Consider a computer with a byte-addressable memory. A 40-bit memory address is divided as follows for cache processing. First, the 8 low-order bits are chopped off to expose the cache-line number. Second, the next 17 low-order bits are inspected to get the cache-container index. Third, the remaining 15 bits are used as the cache tag. Hint: What do the direct-mapped and set-associative placement formulas have in common?

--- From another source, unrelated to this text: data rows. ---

Issue #600, opened 2026-07-29
tui: LTX-2 file inputs (audio/source video/keyframes/retake), camera preset, and chain-jobs view


jdilley:
The TUI hardcodes every LTX-2 advanced field to `None` when building requests (`crates/mold-tui/src/backend.rs` request construction, as of 1503696d): `enable_audio`, `audio_file`, `source_video`, `keyframes`, `pipeline`, `loras`, `retake_range`, `spatial_upscale`, `temporal_upscale`. The param panel exposes only the image-era fields plus Frames/Fps. ~~The TUI script composer covers chain prompts/frames but there is no durable chain-job management view.~~ The TUI script composer was deleted by #1619 — sequence authoring is CLI/API-only now — so that half is out of scope by design; a read-only chain-jobs *view* mirroring `mold jobs` is still wanted.

**Scope**
- Add param fields for: audio on/off, pipeline mode, spatial/temporal upscale, camera preset; file-picker-style fields for audio file / source video / keyframes where feasible in a TUI.
- A jobs view for `/api/chain-jobs` (list/show/resume/retake/cancel) mirroring `mold jobs`.
- Keep the layout-constant regression tests in step (inner-area-fits-rows invariants).

_Audit 2026-09-10 against `main` @ `fdb3225c`:_ roughly half shipped. Landed: audio tri-state, pipeline mode, spatial/temporal upscale, guidance overrides. Still open: `crates/mold-tui/src/backend.rs:1706-1717` hardcodes `audio_file`, `audio_file_path`, `source_video`, `source_video_path`, `keyframes`, `ic_lora_control`, `loras`, `retake_range` to `None`; zero hits for `camera_preset` in `crates/mold-tui`; no chain-jobs view. Demilestoned from Surface Parity (closed 2026-09-10) as a long-tail TUI item.

jamesbrink:
Status audit against current main (`3bdbf4b2`) — this issue is about half delivered, so narrowing the live scope:

**Shipped** (TUI Create form's Advanced accordion, `crates/mold-tui/src/ui/create_form.rs` + `backend.rs`):
- `enable_audio` tri-state (default/on/off, MP4 auto-select, hidden when `supports_audio:false`)
- `pipeline` mode selection (preserves server default until touched)
- `spatial_upscale` (native/1.5x/2x) and `temporal_upscale` (native/2x)
- `guidance_overrides` (STG scale/blocks, CFG rescale, modality scale, guidance skip), all absent-until-touched with regression tests

[...]

PR #643, opened 2026-07-31
feat(studio): add native LTX-2 guidance controls

jamesbrink:
## Discovered parity gap

PR #642 added the additive LTX-2 `guidance_overrides` contract plus CLI flags and web controls, but the desktop and iPhone Create surfaces could neither author nor restore those settings. A saved print or request could therefore retain the server metadata while the native forms silently dropped it on reuse.

## Before / after parity matrix

| Surface | Before | After |
| --- | --- | --- |
| CLI | Supports all five overrides | Unchanged |
| Web | Supports all five overrides | Unchanged |
| Desktop | Missing controls and native form persistence | LTX-2 Advanced controls, validation, counts/reset, request + metadata/template restoration |
| iPhone | Missing controls and native form persistence | Same contract in the Advanced sheet with mobile layout, validation, counts/reset, and restoration |
| TUI | Uses pipeline defaults | Intentionally unchanged; tracked as part of the broader advanced-video parity gap in #600 |

## Acceptance criteria

- Untouched native controls omit `guidance_overrides`, preserving checkpoint pipeline constants.
- Desktop and iPhone expose STG scale/blocks, CFG rescale, modality scale, and guidance skip stride only for LTX-2.
- Invalid values are named before submission and block the request; valid values serialize through the shared Studio contract.
- Advanced badges count the guidance group once, group/full resets clear it, and saved metadata/templates restore it.
- Non-LTX-2 requests are pruned, and automatic long-video chaining refuses to silently discard overrides.

## Implementation

- Extended the shared native request/metadata form types and reused `studio/lib/guidanceOverrides.ts` for parsing, serialization, bounds, and restoration.
- Added desktop and iPhone controls with responsive native layouts, accessible labels/error alerts, active counts, and reset behavior.
- Added legacy-template hydration, request/Library metadata restoration, family pruning, submit validation, and chain-loss detection.
- Updated the feature matrix, desktop/iPhone guides, maintainer instructions, README, and changelog.

## Intentional non-parity

- TUI remains on pipeline defaults because its advanced-video controls are a separate, already tracked capability gap (#600); this PR does not introduce shell-local contract logic.
- Durable sequences/chained long video do not yet carry guidance overrides. Native Create now blocks that lossy route and tells the user to remove the overrides or reduce the frame count instead of pretending the settings survived.

## Regression coverage

- Form defaults, cloning, family reconciliation, serialization, request/metadata reuse, and legacy templates.
- Desktop and iPhone rendering, editing, validation, active counts, and resets.
- Capability pruning and automatic-chain incompatibility detection.

## Validation

- `bun run --cwd desktop test` — 261 files / 2,725 tests passed
- `bun run build:desktop`
- `bun run build:mobile`
- `bun run check:architecture`
- `bun run check:dead-code`
- `bun run --cwd desktop fmt:check`
- `bun run --cwd website fmt:check`
- `bun run --cwd website verify`
- `bun run --cwd website build`
- `bash scripts/tests/ios-release-assets.sh`
- `nix develop -c desktop-check`
- `nix develop -c ios-check`
- `nix develop -c ./scripts/ios.sh simulator` — signed simulator bundle verified
- `(cd desktop && nix develop -c cargo tauri build --debug --bundles app --features metal)`
- `git diff --check`

### Desktop

Ran the packaged debug `Mold - dev` app against a temporary reachable LTX-2 fixture host. Selected the LTX-2 checkpoint and observed all five Guidance overrides controls. Entering STG scale `1.5` and invalid blocks `28, nope` produced the field-named inline error, a two-field group count / one-group Advanced badge, and disabled Generate. Correcting the list to `28, 29` removed the error and enabled Generate. Guidance Reset cleared the fields and counts. The fixture was then forgotten and This Mac restored as the generation target.

### iPhone

Built, signed, installed, and launched Mold on the booted iPhone 17 / iOS 26.0 simulator against the reachable `plato` host. Selected `ltx-2-19b-distilled:fp8`, opened the full-screen Advanced sheet, and observed the same five controls with 44pt mobile fields. Invalid STG blocks showed inline feedback and the group/Advanced counts; correcting to `28, 29` cleared the error, and Reset advanced restored every override placeholder and removed the badges. The prior host and Sequence output mode were restored, then the app was stopped.

CLI and web behavior was unchanged and covered by the existing contract/tests; TUI was intentionally not modified.

## Remaining risk

The only known parity gap in this bounded area is TUI advanced-video authoring, tracked separately in #600. Chain schemas still lack these overrides, but this PR fails closed before queueing rather than losing user intent.


desktop/src/mobile/mobile.css
```diff
@@ -1625,6 +1625,26 @@ button.mobile-generate-disclosure {
...
+  display: inline-flex;
+  min-width: 22px;
+  min-height: 22px;
+  align-items: center;
+  justify-content: center;
+  margin-left: 6px;
+  padding: 0 6px;
+  border: 1px solid var(--control-edge);
+  border-radius: var(--radius-pill);
+  font-family: var(--font-mono);
```
jdilley: `--font-mono` is not defined in the mobile bundle — the iPhone entry (`desktop/src/mobile/main.ts` → `../styles/base.css` → `desktop/src/styles/tokens.css` + `ui/`) never loads `web/src/style.css`, which is the only place that alias exists. The badge silently falls back to the inherited body font while the desktop twin in `AdvancedSettings.vue` correctly uses `var(--f-mono)`. Every sibling rule in this file uses `var(--font-utility)` (73 occurrences), which resolves to the same Martian Mono stack.

jdilley:
### Code review

Found 1 issue:

1. The new iPhone guidance count badge uses `var(--font-mono)`, which is undefined in the mobile bundle — that alias only exists in `web/src/style.css`, which the mobile entry never loads, so the badge silently falls back to the inherited body font. Every sibling rule in `mobile.css` uses `var(--font-utility)`, and the desktop twin uses `var(--f-mono)`. (Also flagged inline.)

https://github.com/utensils/mold/blob/70e5b9491bf3f12178232f8838145f3ca0bbc643/desktop/src/mobile/mobile.css#L1643-L1645

Also verified and found sound: wire field names round-trip between `guidanceOverridesToWire`/`FromWire` and the request/metadata types; bounds mirror `crates/mold-core/src/validation.rs`; `pruneRequestForFamily`, `reconcileModelCapabilities`, and both reset paths clear the state; legacy-template hydration covers both storage keys; both submit gates route `guidanceOverridesError`; sequence mode is correctly unreachable on both native surfaces; and the desktop/mobile auto-chain block is warranted (the chain wire hard-codes `guidance_overrides: None` per stage).

Lower-confidence observations, take or leave: `advancedActiveCount` in `MobileApp.vue` counts guidance overrides without the `supportsAdvancedVideo` gate that `advancedCount.ts` applies, so a Library reuse onto a substituted non-video model can leave a phantom badge count (`reuse.ts` clears the other advanced fields but not this one); the CHANGELOG line "CLI and Studio refuse to pretend an override survived a chain route" overstates web, which has no chain-loss guard for this field; `desktop/docs/feature-parity.md` lines 65/178 no longer match the desktop Video section and Reuse-settings behavior; and the `capabilities.test.ts` prune test wasn't extended for the new field.

🤖 Generated with [Claude Code](https://claude.ai/code)

<sub>- If this code review was useful, please react with 👍. Otherwise, react with 👎.</sub>

desktop/src/lib/chainRouting.ts
```diff
@@ -76,6 +77,9 @@ export function unsupportedAutoChainFields(req: GenerateRequest): AutoChainUnsup
   if (req.retake_range) unsupported.push("retake_range");
   if (req.spatial_upscale) unsupported.push("spatial_upscale");
   if (req.temporal_upscale) unsupported.push("temporal_upscale");
+  if (req.guidance_overrides && Object.keys(req.guidance_overrides).length > 0) {
+    unsupported.push("guidance_overrides");
+  }
```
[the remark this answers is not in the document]
jamesbrink: Fixed in d4ea13f5. `unsupportedAutoChainFields` now reports guidance loss only when at least one scalar is non-null or the block list is non-empty; an explicit zero remains meaningful. Added regression coverage for a null-only/empty-list object and for zero.

desktop/src/mobile/mobile.css
jamesbrink: Fixed in d4ea13f5. The mobile guidance badge now uses the defined `--font-utility` token, with a static CSS regression test matching the rest of the mobile shell.

jamesbrink:
Addressed the remaining review observations in d8a5a00b:

- capability-gated the iPhone Advanced badge so stale LTX-2 guidance cannot appear on a fallback family;
- clear guidance overrides when Library reuse substitutes a model whose family does not support advanced video, while preserving them for compatible LTX-2 replacements;
- extended `pruneRequestForFamily` coverage to prove non-LTX-2 stripping and LTX-2 preservation;
- corrected the changelog's chain behavior wording and updated the native feature inventory for the request field, Video controls, and desktop/iPhone reuse.

Regression-first focused coverage is green (144 tests), followed by the full 2,727-test desktop suite, desktop/mobile builds, formatting, and website verify/build. Thanks for the careful pass.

What is the cache size in bytes?

I've figured out that the cache line size is 2^8 bytes and that there are thus 2^32 cache lines in memory. Furthermore I know that there are 2^17 cache sets in the cache. To compute the capacity of the cache, I am using the equation

capacity = line size x #of sets x associativity

However, even using the tag field, I can't see how I can find the associativity of the cache here.

Answer 1

I'm not sure if the first question is actually a question or a Hint. Anyway cache size can be calculated as follows.

Memory is byte addressable. Masking off 8 bits for cache line, that means, cache line in 2 ^ 8 bytes. Using 17 bits for TAG indexing, that is 2^17 cache entries. Therefore, you have 2^8*2^17 bytes in the cache. That is 2^25 = 2^5*2^20 = 32 MB.